■ Exercise details:
Wherever the line with "PR #1561, opened 2026-08-30" sits in the listing below, transcribe from it up to and including the line with "fix(evals): emulate the", exactly, and leave the remaining lines out.

■ Material for this exercise:
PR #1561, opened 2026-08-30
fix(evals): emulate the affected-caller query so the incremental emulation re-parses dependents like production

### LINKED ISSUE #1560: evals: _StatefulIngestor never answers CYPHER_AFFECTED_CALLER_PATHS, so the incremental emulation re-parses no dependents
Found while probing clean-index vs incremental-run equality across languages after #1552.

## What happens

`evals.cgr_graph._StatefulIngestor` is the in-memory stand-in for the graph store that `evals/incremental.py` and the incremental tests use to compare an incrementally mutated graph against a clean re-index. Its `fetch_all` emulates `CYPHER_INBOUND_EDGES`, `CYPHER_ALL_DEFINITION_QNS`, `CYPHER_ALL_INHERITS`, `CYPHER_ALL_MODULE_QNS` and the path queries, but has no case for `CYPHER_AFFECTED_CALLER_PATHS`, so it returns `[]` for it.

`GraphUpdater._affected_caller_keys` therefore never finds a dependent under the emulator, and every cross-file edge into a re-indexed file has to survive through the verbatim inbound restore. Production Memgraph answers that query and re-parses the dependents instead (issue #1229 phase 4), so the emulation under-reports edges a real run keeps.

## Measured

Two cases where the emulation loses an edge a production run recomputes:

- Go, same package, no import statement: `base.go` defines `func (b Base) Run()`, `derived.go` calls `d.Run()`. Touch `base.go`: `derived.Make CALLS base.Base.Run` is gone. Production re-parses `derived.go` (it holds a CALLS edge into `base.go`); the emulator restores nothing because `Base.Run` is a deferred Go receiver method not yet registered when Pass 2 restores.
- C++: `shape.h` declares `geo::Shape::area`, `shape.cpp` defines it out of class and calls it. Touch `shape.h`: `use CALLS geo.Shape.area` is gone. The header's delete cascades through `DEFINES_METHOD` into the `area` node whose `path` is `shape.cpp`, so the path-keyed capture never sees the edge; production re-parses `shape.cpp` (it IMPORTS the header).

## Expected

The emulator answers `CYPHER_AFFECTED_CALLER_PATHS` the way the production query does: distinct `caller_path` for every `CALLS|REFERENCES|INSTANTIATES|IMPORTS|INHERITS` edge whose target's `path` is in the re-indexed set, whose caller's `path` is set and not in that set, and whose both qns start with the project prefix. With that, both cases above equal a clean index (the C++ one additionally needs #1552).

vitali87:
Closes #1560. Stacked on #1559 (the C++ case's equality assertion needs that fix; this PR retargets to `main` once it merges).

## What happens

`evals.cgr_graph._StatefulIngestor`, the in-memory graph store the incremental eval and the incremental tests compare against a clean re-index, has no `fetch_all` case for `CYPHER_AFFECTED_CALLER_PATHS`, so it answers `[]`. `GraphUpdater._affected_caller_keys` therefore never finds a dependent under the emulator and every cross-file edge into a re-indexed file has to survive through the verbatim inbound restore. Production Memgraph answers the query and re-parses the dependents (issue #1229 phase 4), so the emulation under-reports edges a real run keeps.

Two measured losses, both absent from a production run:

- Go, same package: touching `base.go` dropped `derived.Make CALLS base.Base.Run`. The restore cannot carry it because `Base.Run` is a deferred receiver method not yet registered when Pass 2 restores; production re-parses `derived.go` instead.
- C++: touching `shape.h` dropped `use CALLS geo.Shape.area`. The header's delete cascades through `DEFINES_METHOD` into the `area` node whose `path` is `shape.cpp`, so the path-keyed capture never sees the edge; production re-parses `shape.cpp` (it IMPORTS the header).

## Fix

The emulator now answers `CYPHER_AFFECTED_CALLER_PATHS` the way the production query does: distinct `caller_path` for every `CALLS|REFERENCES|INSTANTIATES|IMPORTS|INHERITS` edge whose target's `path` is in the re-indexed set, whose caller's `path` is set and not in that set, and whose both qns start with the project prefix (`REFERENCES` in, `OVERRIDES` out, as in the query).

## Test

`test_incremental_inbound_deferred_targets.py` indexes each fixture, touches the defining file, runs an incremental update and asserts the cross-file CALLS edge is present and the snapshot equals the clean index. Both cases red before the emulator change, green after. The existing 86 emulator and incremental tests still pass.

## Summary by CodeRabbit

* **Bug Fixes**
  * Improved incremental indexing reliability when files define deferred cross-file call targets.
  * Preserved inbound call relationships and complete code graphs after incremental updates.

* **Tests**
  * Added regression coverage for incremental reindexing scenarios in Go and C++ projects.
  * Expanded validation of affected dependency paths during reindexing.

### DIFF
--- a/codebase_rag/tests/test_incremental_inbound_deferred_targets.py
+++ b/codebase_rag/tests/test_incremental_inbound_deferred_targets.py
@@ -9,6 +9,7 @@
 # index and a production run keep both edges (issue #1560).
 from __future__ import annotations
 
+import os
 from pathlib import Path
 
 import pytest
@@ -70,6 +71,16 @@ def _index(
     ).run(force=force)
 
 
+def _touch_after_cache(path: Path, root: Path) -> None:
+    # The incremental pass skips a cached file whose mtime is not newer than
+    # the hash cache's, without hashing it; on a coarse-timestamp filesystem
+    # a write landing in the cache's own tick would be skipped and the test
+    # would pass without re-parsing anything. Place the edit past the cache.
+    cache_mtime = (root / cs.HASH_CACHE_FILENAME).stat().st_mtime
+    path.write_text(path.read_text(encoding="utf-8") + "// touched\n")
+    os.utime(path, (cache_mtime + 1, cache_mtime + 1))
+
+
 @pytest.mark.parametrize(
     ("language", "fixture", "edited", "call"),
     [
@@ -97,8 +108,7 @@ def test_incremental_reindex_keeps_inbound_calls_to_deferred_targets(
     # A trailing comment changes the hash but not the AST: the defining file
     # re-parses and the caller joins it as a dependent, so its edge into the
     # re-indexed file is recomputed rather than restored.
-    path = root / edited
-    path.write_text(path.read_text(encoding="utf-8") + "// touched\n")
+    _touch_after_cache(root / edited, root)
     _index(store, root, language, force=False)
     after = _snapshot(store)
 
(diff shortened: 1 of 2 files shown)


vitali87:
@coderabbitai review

...

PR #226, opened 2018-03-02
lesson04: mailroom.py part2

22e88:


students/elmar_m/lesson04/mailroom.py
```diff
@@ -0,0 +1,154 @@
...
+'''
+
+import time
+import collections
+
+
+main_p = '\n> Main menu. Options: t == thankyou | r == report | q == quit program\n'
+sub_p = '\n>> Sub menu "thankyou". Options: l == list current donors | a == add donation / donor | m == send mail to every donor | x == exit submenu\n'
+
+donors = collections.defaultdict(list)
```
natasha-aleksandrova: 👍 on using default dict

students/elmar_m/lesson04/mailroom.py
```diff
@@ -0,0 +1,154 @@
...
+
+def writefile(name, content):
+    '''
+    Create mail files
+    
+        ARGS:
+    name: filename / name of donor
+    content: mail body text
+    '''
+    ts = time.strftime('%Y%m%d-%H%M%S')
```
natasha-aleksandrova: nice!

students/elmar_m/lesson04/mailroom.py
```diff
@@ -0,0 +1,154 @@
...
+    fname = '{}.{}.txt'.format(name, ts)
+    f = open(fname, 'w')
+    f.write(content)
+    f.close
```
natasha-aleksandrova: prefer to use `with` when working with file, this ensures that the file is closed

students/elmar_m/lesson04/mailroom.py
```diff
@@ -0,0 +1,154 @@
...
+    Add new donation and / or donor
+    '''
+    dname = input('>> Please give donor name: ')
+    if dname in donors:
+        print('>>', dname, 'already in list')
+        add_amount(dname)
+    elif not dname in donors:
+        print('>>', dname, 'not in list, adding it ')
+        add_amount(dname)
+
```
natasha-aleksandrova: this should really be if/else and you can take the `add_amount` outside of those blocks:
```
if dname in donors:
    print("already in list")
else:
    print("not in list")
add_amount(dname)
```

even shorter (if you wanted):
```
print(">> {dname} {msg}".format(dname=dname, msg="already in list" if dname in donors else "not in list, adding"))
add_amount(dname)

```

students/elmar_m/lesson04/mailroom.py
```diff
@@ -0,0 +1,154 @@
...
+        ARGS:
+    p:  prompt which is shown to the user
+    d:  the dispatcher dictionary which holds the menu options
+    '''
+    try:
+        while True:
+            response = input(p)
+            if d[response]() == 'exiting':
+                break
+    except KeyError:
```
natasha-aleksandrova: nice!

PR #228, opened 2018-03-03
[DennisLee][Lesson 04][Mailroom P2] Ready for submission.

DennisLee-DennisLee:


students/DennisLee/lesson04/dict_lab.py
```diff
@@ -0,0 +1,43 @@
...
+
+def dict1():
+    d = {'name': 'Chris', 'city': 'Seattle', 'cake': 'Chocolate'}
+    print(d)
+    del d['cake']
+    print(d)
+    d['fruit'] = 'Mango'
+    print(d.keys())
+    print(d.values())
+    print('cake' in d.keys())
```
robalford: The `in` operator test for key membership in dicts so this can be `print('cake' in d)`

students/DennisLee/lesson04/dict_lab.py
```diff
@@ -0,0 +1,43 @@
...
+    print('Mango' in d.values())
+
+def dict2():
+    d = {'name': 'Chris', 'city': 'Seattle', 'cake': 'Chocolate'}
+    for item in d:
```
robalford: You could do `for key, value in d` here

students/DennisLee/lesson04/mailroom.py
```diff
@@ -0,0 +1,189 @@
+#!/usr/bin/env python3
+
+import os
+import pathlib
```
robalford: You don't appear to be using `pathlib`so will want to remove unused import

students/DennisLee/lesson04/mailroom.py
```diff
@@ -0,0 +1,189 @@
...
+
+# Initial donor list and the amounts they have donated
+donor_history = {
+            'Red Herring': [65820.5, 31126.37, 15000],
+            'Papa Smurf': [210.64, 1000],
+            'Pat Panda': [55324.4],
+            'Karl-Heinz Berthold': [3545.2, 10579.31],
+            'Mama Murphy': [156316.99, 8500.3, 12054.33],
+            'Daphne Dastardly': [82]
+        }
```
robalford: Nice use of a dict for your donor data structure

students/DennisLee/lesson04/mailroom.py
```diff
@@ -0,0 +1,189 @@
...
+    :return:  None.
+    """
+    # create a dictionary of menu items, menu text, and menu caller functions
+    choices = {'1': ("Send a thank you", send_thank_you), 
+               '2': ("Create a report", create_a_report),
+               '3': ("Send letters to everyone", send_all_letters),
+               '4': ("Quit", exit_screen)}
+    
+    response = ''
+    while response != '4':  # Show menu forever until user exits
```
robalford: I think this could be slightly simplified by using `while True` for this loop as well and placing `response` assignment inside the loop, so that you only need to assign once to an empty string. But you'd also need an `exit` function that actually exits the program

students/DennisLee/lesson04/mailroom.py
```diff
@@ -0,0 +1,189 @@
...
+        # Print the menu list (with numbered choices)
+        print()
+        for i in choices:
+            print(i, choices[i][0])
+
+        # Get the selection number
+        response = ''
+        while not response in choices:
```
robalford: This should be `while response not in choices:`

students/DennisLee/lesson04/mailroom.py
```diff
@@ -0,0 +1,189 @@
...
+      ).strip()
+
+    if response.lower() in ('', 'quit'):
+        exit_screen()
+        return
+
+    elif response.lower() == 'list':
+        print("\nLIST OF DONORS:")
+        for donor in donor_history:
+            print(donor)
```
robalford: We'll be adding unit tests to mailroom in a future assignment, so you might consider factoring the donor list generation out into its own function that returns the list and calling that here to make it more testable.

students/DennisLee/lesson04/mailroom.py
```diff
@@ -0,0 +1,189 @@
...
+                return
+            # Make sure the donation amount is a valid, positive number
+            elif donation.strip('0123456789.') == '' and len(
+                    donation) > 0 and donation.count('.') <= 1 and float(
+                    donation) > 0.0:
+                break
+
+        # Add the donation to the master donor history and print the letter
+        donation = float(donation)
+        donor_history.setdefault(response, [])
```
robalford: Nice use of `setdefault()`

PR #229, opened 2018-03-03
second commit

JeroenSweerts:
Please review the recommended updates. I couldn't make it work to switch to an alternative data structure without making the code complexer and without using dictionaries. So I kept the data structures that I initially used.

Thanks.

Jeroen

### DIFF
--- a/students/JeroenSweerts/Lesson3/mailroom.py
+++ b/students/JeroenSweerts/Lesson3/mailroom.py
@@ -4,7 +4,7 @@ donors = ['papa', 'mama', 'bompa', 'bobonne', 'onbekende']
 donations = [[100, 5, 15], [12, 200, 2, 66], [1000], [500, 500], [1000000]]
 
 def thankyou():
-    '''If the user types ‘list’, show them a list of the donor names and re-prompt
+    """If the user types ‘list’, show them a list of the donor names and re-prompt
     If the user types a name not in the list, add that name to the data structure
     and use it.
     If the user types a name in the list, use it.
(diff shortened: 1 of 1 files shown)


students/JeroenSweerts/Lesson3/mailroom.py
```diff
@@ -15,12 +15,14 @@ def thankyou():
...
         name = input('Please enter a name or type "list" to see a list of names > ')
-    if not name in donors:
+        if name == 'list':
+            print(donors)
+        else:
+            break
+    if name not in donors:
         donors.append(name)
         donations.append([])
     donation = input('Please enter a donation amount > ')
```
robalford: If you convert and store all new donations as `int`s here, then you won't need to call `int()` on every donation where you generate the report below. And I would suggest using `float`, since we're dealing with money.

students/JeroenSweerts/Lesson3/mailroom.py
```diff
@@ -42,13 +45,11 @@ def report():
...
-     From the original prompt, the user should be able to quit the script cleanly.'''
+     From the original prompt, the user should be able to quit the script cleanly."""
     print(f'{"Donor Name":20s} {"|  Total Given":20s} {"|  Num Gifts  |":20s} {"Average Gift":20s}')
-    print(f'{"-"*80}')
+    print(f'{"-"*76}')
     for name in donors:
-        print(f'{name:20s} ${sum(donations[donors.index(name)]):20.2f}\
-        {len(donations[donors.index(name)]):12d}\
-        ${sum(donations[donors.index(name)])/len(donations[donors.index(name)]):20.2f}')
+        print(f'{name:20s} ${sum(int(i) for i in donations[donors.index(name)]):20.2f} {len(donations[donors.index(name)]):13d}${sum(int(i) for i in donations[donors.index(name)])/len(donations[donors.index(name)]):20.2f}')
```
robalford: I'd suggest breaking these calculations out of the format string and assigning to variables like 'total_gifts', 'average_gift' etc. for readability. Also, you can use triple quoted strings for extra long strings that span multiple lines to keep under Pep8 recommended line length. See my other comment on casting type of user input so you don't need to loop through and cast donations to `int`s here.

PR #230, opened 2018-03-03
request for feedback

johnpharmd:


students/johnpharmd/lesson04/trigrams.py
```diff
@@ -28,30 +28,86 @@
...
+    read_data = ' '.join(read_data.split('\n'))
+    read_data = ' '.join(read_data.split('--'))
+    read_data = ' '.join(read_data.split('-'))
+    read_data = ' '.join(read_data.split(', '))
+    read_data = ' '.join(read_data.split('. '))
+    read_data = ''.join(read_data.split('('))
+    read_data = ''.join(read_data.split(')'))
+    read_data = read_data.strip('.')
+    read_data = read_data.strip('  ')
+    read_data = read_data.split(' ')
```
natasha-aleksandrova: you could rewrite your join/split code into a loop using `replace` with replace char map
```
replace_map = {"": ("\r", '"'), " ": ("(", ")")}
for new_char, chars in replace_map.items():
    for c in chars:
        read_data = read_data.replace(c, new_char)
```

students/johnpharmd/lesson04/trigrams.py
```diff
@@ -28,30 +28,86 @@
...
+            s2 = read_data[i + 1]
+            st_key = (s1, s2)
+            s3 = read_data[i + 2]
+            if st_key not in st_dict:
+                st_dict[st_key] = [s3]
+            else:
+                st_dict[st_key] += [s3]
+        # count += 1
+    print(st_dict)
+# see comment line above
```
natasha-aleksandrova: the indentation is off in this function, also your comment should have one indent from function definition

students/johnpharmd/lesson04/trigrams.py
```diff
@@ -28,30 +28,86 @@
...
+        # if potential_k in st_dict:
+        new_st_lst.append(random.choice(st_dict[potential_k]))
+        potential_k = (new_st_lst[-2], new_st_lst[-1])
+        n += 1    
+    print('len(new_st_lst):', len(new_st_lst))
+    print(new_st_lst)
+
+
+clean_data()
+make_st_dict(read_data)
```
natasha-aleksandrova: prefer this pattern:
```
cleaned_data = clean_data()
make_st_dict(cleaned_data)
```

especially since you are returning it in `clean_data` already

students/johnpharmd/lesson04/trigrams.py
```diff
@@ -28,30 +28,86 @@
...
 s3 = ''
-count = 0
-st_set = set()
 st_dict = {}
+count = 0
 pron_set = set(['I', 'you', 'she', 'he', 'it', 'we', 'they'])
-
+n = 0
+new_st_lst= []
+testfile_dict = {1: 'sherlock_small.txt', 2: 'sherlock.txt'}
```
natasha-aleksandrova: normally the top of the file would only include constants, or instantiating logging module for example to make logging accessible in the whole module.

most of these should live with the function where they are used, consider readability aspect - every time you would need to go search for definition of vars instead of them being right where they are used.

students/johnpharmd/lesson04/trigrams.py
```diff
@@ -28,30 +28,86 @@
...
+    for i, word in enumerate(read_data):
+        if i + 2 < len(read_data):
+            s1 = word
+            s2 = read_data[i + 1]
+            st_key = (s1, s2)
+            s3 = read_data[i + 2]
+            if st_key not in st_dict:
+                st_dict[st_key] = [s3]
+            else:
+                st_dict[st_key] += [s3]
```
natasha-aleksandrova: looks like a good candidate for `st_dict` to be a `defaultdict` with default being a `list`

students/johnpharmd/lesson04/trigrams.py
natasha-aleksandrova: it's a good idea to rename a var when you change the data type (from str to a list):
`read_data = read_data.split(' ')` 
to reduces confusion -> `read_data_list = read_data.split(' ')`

■ Answer space:
PR #1561, opened 2026-08-30
fix(evals): emulate the affected-caller query so the incremental emulation re-parses dependents like production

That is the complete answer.